Clustered Mallows Model

Rankings are a type of preference elicitation that arise in experiments where assessors arrange items, for example, in decreasing order of utility. Orderings of n items labelled {1,...,n} denoted are permutations that reflect strict preferences. For a number of reasons, strict preferences can be unrealistic assumptions for real data. For example, when items share common traits it may be reasonable to attribute them equal ranks. Also, there can be different importance attributions to decisions that form the ranking. In a situation with, for example, a large number of items, an assessor may wish to rank at top a certain number items; to rank other items at the bottom and to express indifference to all others. In addition, when aggregating opinions, a judging body might be decisive about some parts of the rank but ambiguous for others.

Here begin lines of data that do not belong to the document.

PR #867, opened 2020-01-24
Add documentation for building Schedules using Pulse

lcapelluto:
### Summary

Explain:

- insert and `|`
- shift and `<<`
- append and `+`
- using the methods on both instructions and schedules
- common pitfalls


lcapelluto:
@nonhermitian I'll continue removing links to the API reference from all of these pages. Thank you for noticing that they had broken

lcapelluto:
No backends here 👍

In this paper we extend the well-known Mallows (Mallows, 1957) model (MM) to accommodate item indifference, a phenomenon that can be in place for a variety of reasons, such as those above mentioned.The underlying grouping of similar items motivates the proposed Clustered Mallows Model (CMM). The CMM can be interpreted as a Mallows distribution for tied ranks where ties are learned from the data. The CMM provides the flexibility to combine strict and indifferent relations, achieving a simpler and robust representation of rank collections in the form of ordered clusters. Bayesian inference for the CMM is in the class of doubly-intractable problems since the model's normalisation constant is not available in closed form. We overcome this challenge by sampling from the posterior with a version of the exchange algorithm \citep{murray2006}. Real data analysis of food preferences and results of Formula 1 races are presented, illustrating the CMM in practical situations.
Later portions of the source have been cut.